Languages: `python`, `go`, `typescript`, `javascript`, `vue`, `auto`.

### Config & Analysis

| Command | Description |
| --- | --- |
| `sampler config show` | Show current config |
| `sampler config embeddings` | Configure embedding provider |
| `sampler embed <project>` | Precompute embeddings |
| `sampler stale-code <project>` | Find candidate stale code |

## Embeddings & Semantic Search

`sampler search --semantic` uses a pluggable adapter pattern:

- **Default:** `bge-small` (BAAI/bge-small-en-v1.5 via fastembed — local ONNX, ~384 dim)
- **Built-ins:** `hash` (deterministic fallback), `ollama`, `nomic`, `openai`, `fastembed`
- **Lexical primary:** TF-IDF (sklearn, on-the-fly, no pre-embedding required)
- **Final fallback:** hash fingerprint (always available)

Configure in `~/.sampler/config.yaml` or via `sampler config embeddings`:

```yaml
embeddings:
  provider: "bge-small"
  # provider: "ollama"
  # model: "nomic-embed-text"
  # base_url: "http://localhost:11434"
```

Install extras:

```bash
pip install 'sampler-cli[embeddings]'        # BGE (recommended)
pip install 'sampler-cli[ollama-embeddings]'
pip install 'sampler-cli[openai-embeddings]'
```

Run `sampler embed <project>` to precompute vectors for the active provider. Change providers? Re-run `embed` after updating config.

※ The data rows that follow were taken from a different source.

PR #311, opened 2022-06-02
Lucene query improvements

bryanlb:
* Swaps Collectors to use CollectorManagers, so that we can take advantage of a custom executor (see https://github.com/apache/lucene/pull/240, https://issues.apache.org/jira/browse/LUCENE-10002)
* Adjusts logic so collectors only run when data is requested instead of on every query 
* Simplifies the stats collector to extend the `SimpleCollector`, matching the built-in [collectors](https://lucene.apache.org/core/8_0_0/core/org/apache/lucene/search/TotalHitCountCollector.html), https://lucene.apache.org/core/8_0_0/core/org/apache/lucene/search/SimpleCollector.html
* Removes hard-coded ramBuffer config and compound file overrides in favor of default values. This now matches the default behavior of OpenSearch [merge policy](https://github.com/opensearch-project/OpenSearch/blob/main/server/src/main/java/org/opensearch/index/MergePolicyConfig.java).

### DIFF
--- a/kaldb/src/main/java/com/slack/kaldb/logstore/LuceneIndexStoreConfig.java
+++ b/kaldb/src/main/java/com/slack/kaldb/logstore/LuceneIndexStoreConfig.java
@@ -26,6 +26,9 @@ public class LuceneIndexStoreConfig {
   // The name of the lucene log file.
   public final String logFileName;
 
+  // Config to set the IndexWriterConfig.setRAMBufferSizeMB.
+  public final int ramBufferSizeMB;
+
   // A flag that turns on internal logging.
   public final boolean enableTracing;
 
@@ -44,8 +47,18 @@ public class LuceneIndexStoreConfig {
   }
 
   public LuceneIndexStoreConfig(
-      Duration commitDuration, Duration refreshDuration, String indexRoot, boolean enableTracing) {
-    this(commitDuration, refreshDuration, indexRoot, DEFAULT_LOG_FILE_NAME, enableTracing);
+      Duration commitDuration,
+      Duration refreshDuration,
+      String indexRoot,
+      int ramBufferSizeMB,
+      boolean enableTracing) {
+    this(
+        commitDuration,
+        refreshDuration,
+        indexRoot,
+        DEFAULT_LOG_FILE_NAME,
+        ramBufferSizeMB,
+        enableTracing);
   }
 
   public LuceneIndexStoreConfig(
@@ -53,6 +66,7 @@ public class LuceneIndexStoreConfig {
       Duration refreshDuration,
       String indexRoot,
       String logFileName,
+      int ramBufferSizeMB,
       boolean enableTracing) {
     ensureTrue(
         !(commitDuration.isZero() || commitDuration.isNegative()),
@@ -64,6 +78,7 @@ public class LuceneIndexStoreConfig {
     this.refreshDuration = refreshDuration;
     this.indexRoot = indexRoot;
     this.logFileName = logFileName;
+    this.ramBufferSizeMB = ramBufferSizeMB;
     this.enableTracing = enableTracing;
   }
 
--- a/kaldb/src/main/java/com/slack/kaldb/logstore/LuceneIndexStoreConfig.java
+++ b/kaldb/src/main/java/com/slack/kaldb/logstore/LuceneIndexStoreConfig.java
@@ -26,9 +26,6 @@ public class LuceneIndexStoreConfig {
   // The name of the lucene log file.
   public final String logFileName;
 
-  // Config to set the IndexWriterConfig.setRAMBufferSizeMB.
-  public final int ramBufferSizeMB;
-
   // A flag that turns on internal logging.
   public final boolean enableTracing;
 
@@ -47,18 +44,8 @@ public class LuceneIndexStoreConfig {
   }
 
   public LuceneIndexStoreConfig(
-      Duration commitDuration,
-      Duration refreshDuration,
-      String indexRoot,
-      int ramBufferSizeMB,
-      boolean enableTracing) {
-    this(
-        commitDuration,
-        refreshDuration,
-        indexRoot,
-        DEFAULT_LOG_FILE_NAME,
-        ramBufferSizeMB,
-        enableTracing);
+      Duration commitDuration, Duration refreshDuration, String indexRoot, boolean enableTracing) {
+    this(commitDuration, refreshDuration, indexRoot, DEFAULT_LOG_FILE_NAME, enableTracing);
   }
 
   public LuceneIndexStoreConfig(
@@ -66,7 +53,6 @@ public class LuceneIndexStoreConfig {
       Duration refreshDuration,
       String indexRoot,
       String logFileName,
-      int ramBufferSizeMB,
       boolean enableTracing) {
     ensureTrue(
         !(commitDuration.isZero() || commitDuration.isNegative()),
@@ -78,7 +64,6 @@ public class LuceneIndexStoreConfig {
     this.refreshDuration = refreshDuration;
     this.indexRoot = indexRoot;
     this.logFileName = logFileName;
-    this.ramBufferSizeMB = ramBufferSizeMB;
     this.enableTracing = enableTracing;
   }
 
--- a/kaldb/src/main/java/com/slack/kaldb/logstore/LuceneIndexStoreImpl.java
+++ b/kaldb/src/main/java/com/slack/kaldb/logstore/LuceneIndexStoreImpl.java
@@ -78,7 +78,7 @@ public class LuceneIndexStoreImpl implements LogStore<LogMessage> {
     // TODO: Chunk should create log store?
     LuceneIndexStoreConfig indexStoreCfg =
         new LuceneIndexStoreConfig(
-            commitInterval, refreshInterval, dataDirectory.getAbsolutePath(), false);
+            commitInterval, refreshInterval, dataDirectory.getAbsolutePath(), 8, false);
 
     // TODO: set ignore property exceptions via CLI flag.
     return new LuceneIndexStoreImpl(
@@ -140,6 +140,8 @@ public class LuceneIndexStoreImpl implements LogStore<LogMessage> {
     final IndexWriterConfig indexWriterCfg =
         new IndexWriterConfig(analyzer)
             .setOpenMode(IndexWriterConfig.OpenMode.CREATE)
+            .setRAMBufferSizeMB(config.ramBufferSizeMB)
+            .setUseCompoundFile(false)
             .setMergeScheduler(new KalDBMergeScheduler(metricsRegistry))
             .setIndexSort(
                 new Sort(
--- a/kaldb/src/main/java/com/slack/kaldb/logstore/LuceneIndexStoreImpl.java
+++ b/kaldb/src/main/java/com/slack/kaldb/logstore/LuceneIndexStoreImpl.java
@@ -21,6 +21,8 @@ import org.apache.lucene.index.IndexWriterConfig;
 import org.apache.lucene.index.KeepOnlyLastCommitDeletionPolicy;
 import org.apache.lucene.index.SnapshotDeletionPolicy;
 import org.apache.lucene.search.SearcherManager;
+import org.apache.lucene.search.Sort;
+import org.apache.lucene.search.SortField;
 import org.apache.lucene.store.FSDirectory;
 import org.apache.lucene.store.MMapDirectory;
 import org.slf4j.Logger;
@@ -139,6 +141,12 @@ public class LuceneIndexStoreImpl implements LogStore<LogMessage> {
         new IndexWriterConfig(analyzer)
             .setOpenMode(IndexWriterConfig.OpenMode.CREATE)
             .setMergeScheduler(new KalDBMergeScheduler(metricsRegistry))
+            .setIndexSort(
+                new Sort(
+                    new SortField(
+                        LogMessage.SystemField.TIME_SINCE_EPOCH.fieldName,
+                        SortField.Type.LONG,
+                        true)))
             .setIndexDeletionPolicy(snapshotDeletionPolicy);
 
     if (config.enableTracing) {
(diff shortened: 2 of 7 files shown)


bryanlb:
```
This PR:
	500 results, 60 buckets
		Iteration   1: 13.612 ops/s
		Iteration   2: 13.950 ops/s
		Iteration   3: 14.053 ops/s
		Iteration   4: 13.656 ops/s
		Iteration   5: 14.138 ops/s


	0 results, 60 buckets
		Iteration   1: 38.235 ops/s
		Iteration   2: 37.976 ops/s
		Iteration   3: 36.943 ops/s
		Iteration   4: 38.460 ops/s
		Iteration   5: 38.425 ops/s


	500 results, 0 buckets
		Iteration   1: 23.259 ops/s
		Iteration   2: 23.191 ops/s
		Iteration   3: 23.525 ops/s
		Iteration   4: 21.975 ops/s
		Iteration   5: 21.416 ops/s


Current master:
	500 results, 60 buckets
		Iteration   1: 14.788 ops/s
		Iteration   2: 14.189 ops/s
		Iteration   3: 13.920 ops/s
		Iteration   4: 13.977 ops/s
		Iteration   5: 14.458 ops/s


	0 results, 60 buckets
		Iteration   1: 34.733 ops/s
		Iteration   2: 35.802 ops/s
		Iteration   3: 35.682 ops/s
		Iteration   4: 35.426 ops/s
		Iteration   5: 34.976 ops/s


	500 results, 0 buckets
		Iteration   1: 17.951 ops/s
		Iteration   2: 18.801 ops/s
		Iteration   3: 18.430 ops/s
		Iteration   4: 18.738 ops/s
		Iteration   5: 18.512 ops/s
```

kaldb/src/main/java/com/slack/kaldb/logstore/search/LogIndexSearcherImpl.java
```diff
@@ -56,7 +63,18 @@ public class LogIndexSearcherImpl implements LogIndexSearcher<LogMessage> {
...
     MMapDirectory directory = new MMapDirectory(path);
-    return new SearcherManager(directory, null);
+    class CachedThreadPoolSearchFactory extends SearcherFactory {
+      private final ExecutorService executorService =
+          Executors.newCachedThreadPool(
+              new ThreadFactoryBuilder().setNameFormat("log-searcher-impl-%d").build());
+
+      @Override
+      public IndexSearcher newSearcher(IndexReader reader, IndexReader previousReader) {
+        return new IndexSearcher(reader, executorService);
```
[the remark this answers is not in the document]
bryanlb: Ok, we can certainly split this out.

The motivation behind this is when we have a query hit a node that only has a single chunk we only search it with a single thread. We're regularly matching fewer chunks than we have cores, so there's unused CPU if it's not serving multiple concurrent requests at once.

kaldb/src/main/java/com/slack/kaldb/logstore/search/LogIndexSearcherImpl.java
```diff
@@ -111,30 +129,39 @@ public SearchResult<LogMessage> search(
...
         }
 
-        Histogram histogram = statsCollector.histogram;
-
         elapsedTime.stop();
         return new SearchResult<>(
             results,
             elapsedTime.elapsed(TimeUnit.MICROSECONDS),
-            histogram.count(),
+            bucketCount > 0 ? histogram.count() : results.size(),
```
vthacker, line 164: niceee!! This is likely what will cause the perf improvements since lucene can short circuit

kaldb/src/main/java/com/slack/kaldb/logstore/LuceneIndexStoreConfig.java
```diff
@@ -47,26 +44,15 @@ public static Duration getRefreshDuration(final long refreshDurationSecs) {
...
+      Duration commitDuration, Duration refreshDuration, String indexRoot, boolean enableTracing) {
+    this(commitDuration, refreshDuration, indexRoot, DEFAULT_LOG_FILE_NAME, enableTracing);
   }
 
   public LuceneIndexStoreConfig(
       Duration commitDuration,
       Duration refreshDuration,
       String indexRoot,
       String logFileName,
-      int ramBufferSizeMB,
```
mansu, line 69: I think we would need this field exposed still. Setting the RamBufferSize controls how frequently we flush the docs to disk which in turn affects the indexing throughput, cpu usage on indexing and data freshness. At 2MBPS, we flush every ~8 secs with the default value of 16MBPS. I think we should increase the value over default so we flush every 30 seconds or so for larger segments and more efficient compression and less merge overhead. Further, we would need to tune this value depending on how much data is written to each partition by the pre-processor.

kaldb/src/main/java/com/slack/kaldb/logstore/search/LogIndexSearcherImpl.java
```diff
@@ -111,30 +129,39 @@ public SearchResult<LogMessage> search(
       // This is a useful optimization for indexes that are static.
       IndexSearcher searcher = searcherManager.acquire();
       try {
-        TopFieldCollector topFieldCollector = buildTopFieldCollector(howMany);
-        StatsCollector statsCollector =
+        CollectorManager<TopFieldCollector, TopFieldDocs> topFieldCollector =
```
mansu, line 132: I think the code is easier to read if this code is moved into the conditional below.

mansu (changes requested):

kaldb/src/main/java/com/slack/kaldb/logstore/LuceneIndexStoreImpl.java
```diff
@@ -139,9 +141,13 @@ private IndexWriterConfig buildIndexWriterConfig(
     final IndexWriterConfig indexWriterCfg =
         new IndexWriterConfig(analyzer)
             .setOpenMode(IndexWriterConfig.OpenMode.CREATE)
-            .setRAMBufferSizeMB(config.ramBufferSizeMB)
-            .setUseCompoundFile(false)
```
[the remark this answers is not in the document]
bryanlb: Using the defaults here is better unless we have an explicit need to override them. The benefit with this is as we upgrade versions we float with the recommended best approaches instead of having old overrides that are forgotten.

I'll split this and rambuffer change into a separate PR though.

mansu:
A few questions about the benchmarks:

* Should the benchmarks be updated with the index sorting results?

* From the benchmarks calculating histogram takes roughly 2x the time than getting the topK results.
0 results, 60 buckets
		Iteration   1: 38.235 ops/s
500 results, 0 buckets
		Iteration   1: 17.951 ops/s

But calculating both histogram and topK takes less time than either:
500 results, 60 buckets
		Iteration   1: 14.788 ops/s

I am curious how we can explain the speed up? Could the speed up be due to a bug in our code? Can you ensure that we have unit tests(existing or new) that test all of these outputs to make sure the outputs match the expected result?

kaldb/src/main/java/com/slack/kaldb/logstore/LuceneIndexStoreConfig.java
bryanlb: Let's see how the defaults work before attempting to override these values, as overriding these has downstream effects on how segments are flushed. OpenSearch does override this to a percentage of the overall total ([1](https://github.com/opensearch-project/OpenSearch/blob/a0030dfb47b4312eb4087f17cc3cee0139c74b6a/server/src/main/java/org/opensearch/index/engine/InternalEngine.java#L2470), [2](https://github.com/opensearch-project/OpenSearch/blob/a0030dfb47b4312eb4087f17cc3cee0139c74b6a/server/src/main/java/org/opensearch/index/engine/EngineConfig.java#L303)), but they're intentionally doing to take advantage of a custom `IndexingMemoryController`.

If we do intend to expose this as a config this needs reworked, as this setting isn't actually settable - it's just exposed as a param in this class and then just called with hardcoded values. I'll put the ramBuffer and compound file changes into a separate PR.

kaldb/src/main/java/com/slack/kaldb/logstore/LuceneIndexStoreImpl.java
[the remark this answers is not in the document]
bryanlb: https://github.com/slackhq/kaldb/pull/313

kaldb/src/main/java/com/slack/kaldb/logstore/LuceneIndexStoreConfig.java
bryanlb: https://github.com/slackhq/kaldb/pull/313

kaldb/src/main/java/com/slack/kaldb/logstore/search/LogIndexSearcherImpl.java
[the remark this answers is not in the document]
bryanlb: Removed. We can add this again in a followup PR once this is merged.

kaldb/src/main/java/com/slack/kaldb/logstore/search/LogIndexSearcherImpl.java
bryanlb: Done.

kaldb/src/main/java/com/slack/kaldb/logstore/LuceneIndexStoreImpl.java
```diff
@@ -139,9 +141,13 @@ private IndexWriterConfig buildIndexWriterConfig(
...
             .setMergeScheduler(new KalDBMergeScheduler(metricsRegistry))
+            .setIndexSort(
```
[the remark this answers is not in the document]
bryanlb: Done. Indexing didn't show any significant deviance in performance on benchmarks with a 4.5G file, where each run was 26k ops/s +/- 3k - with or without the sorting. There would be expected to have a small negative impact to indexing performance, though with local benchmarking it's difficult to detect.

bryanlb:
Updated benchmarks:

```
New Code:
  * 500,60 - 15.263 ops/s
  * 500,0 - 68.357 ops/s
  * 0,60 - 32.471 ops/s

Master:
  * 500,60 - 14.137 op/s
  * 500,0 - 18.546 op/s
  * 0,60 - 39.498 op/s

```

vthacker (approved):

kaldb/src/main/java/com/slack/kaldb/logstore/LuceneIndexStoreConfig.java
```diff
@@ -26,6 +26,9 @@ public class LuceneIndexStoreConfig {
   // The name of the lucene log file.
   public final String logFileName;
 
+  // Config to set the IndexWriterConfig.setRAMBufferSizeMB.
+  public final int ramBufferSizeMB;
```
mansu, line 30: Delete ramBufferSizeMB?

kaldb/src/main/java/com/slack/kaldb/logstore/search/LogIndexSearcherImpl.java
```diff
@@ -111,30 +113,39 @@ public SearchResult<LogMessage> search(
...
             buildStatsCollector(bucketCount, startTimeMsEpoch, endTimeMsEpoch);
-        Collector collectorChain = MultiCollector.wrap(topFieldCollector, statsCollector);
 
-        searcher.search(query, collectorChain);
-        List<LogMessage> results;
         if (howMany > 0) {
-          ScoreDoc[] hits = topFieldCollector.topDocs().scoreDocs;
+          CollectorManager<TopFieldCollector, TopFieldDocs> topFieldCollector =
+              buildTopFieldCollector(howMany, bucketCount > 0);
+          MultiCollectorManager collectorManager = new MultiCollectorManager(topFieldCollector);
```
mansu, line 125: Can we initialize `collectorManager` only once?

kaldb/src/test/java/com/slack/kaldb/chunk/IndexingChunkImplTest.java
```diff
@@ -531,7 +531,7 @@ public void testSnapshotToS3UsingChunkApi() throws Exception {
       assertThat(chunk.snapshotToS3(bucket, "", s3BlobFs)).isTrue();
       assertThat(chunk.info().getSnapshotPath()).isNotEmpty();
 
-      assertThat(getCount(INDEX_FILES_UPLOAD, registry)).isEqualTo(4);
+      assertThat(getCount(INDEX_FILES_UPLOAD, registry)).isEqualTo(15);
```
mansu, line 534: I think this change should also be undone since we use compound files now.

mansu (changes requested):

kaldb/src/main/java/com/slack/kaldb/logstore/search/LogIndexSearcherImpl.java
```diff
@@ -167,22 +178,45 @@ private LogMessage buildLogMessage(IndexSearcher searcher, ScoreDoc hit) {
     }
   }
 
-  private TopFieldCollector buildTopFieldCollector(int howMany) {
+  private CollectorManager<TopFieldCollector, TopFieldDocs> buildTopFieldCollector(
+      int howMany, boolean useMaxHitsThreshold) {
     if (howMany > 0) {
       SortField sortField = new SortField(SystemField.TIME_SINCE_EPOCH.fieldName, Type.LONG, true);
-      return TopFieldCollector.create(new Sort(sortField), howMany, howMany);
+      // if we need an accurate totalResults count then useMaxHitsThreshold should be true,
```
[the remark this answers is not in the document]
bryanlb: Done.

kaldb/src/main/java/com/slack/kaldb/logstore/search/LogIndexSearcherImpl.java
bryanlb: Done.

kaldb/src/main/java/com/slack/kaldb/logstore/LuceneIndexStoreConfig.java
bryanlb: Done.

kaldb/src/test/java/com/slack/kaldb/chunk/IndexingChunkImplTest.java
bryanlb: Done. This was a rebase issue.

mansu (approved):

vthacker (approved):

Offline or air-gapped: set `provider: hash`, or rely on TF-IDF + hash with the `[semantic]` extra.

## Language Support

| Language | Parser |
| --- | --- |
| Python | stdlib AST |
| Go | tree-sitter-go |
| TypeScript / JavaScript | tree-sitter-typescript |
| Vue | Extracts `<script>` / `<script setup>`, delegates to TS/JS parser |
| Auto | Per-file detection for monorepos and multi-language projects |

## Stale Code Detection

`sampler stale-code <project>` finds functions that may no longer be needed:

- Called only from test files
- Zero non-test callers in the project call graph
- Defined in production code

Supported test patterns:

- Python: `tests/`, `test_*.py`, `*_test.py`
- Go: `*_test.go`
- TypeScript / JavaScript / Vue: `__tests__/`, `test/`, `spec/`, `*.test.*`, `*.spec.*`

This is a heuristic signal, not a guarantee of dead code.

## Examples

```bash
$ sampler search worker --project myproj
myproj:src/tasks/celery_app.py:70 function on_worker_ready  def on_worker_ready(sender)

$ sampler related ConfigManager --project myproj --style bars
myproj:src/config.py:24-105 class ConfigManager  [parent]
...

$ sampler stale-code myproj
myproj:src/utils/retry.py:12-28 function retry_request  test_callers=2 non_test_callers=0  [tests.test_retry.test_retry_request]
```

## Data Location

- Config: `~/.sampler/config.yaml`
- Database: `~/.sampler/graph.db`

## Running Tests

```bash
pytest -q
```

## Notes

- Compact output is the default by design — built for agent workflows and fast human scanning.
- For roadmap details, see [TODO.md](TODO.md) and [PLAN.md](PLAN.md).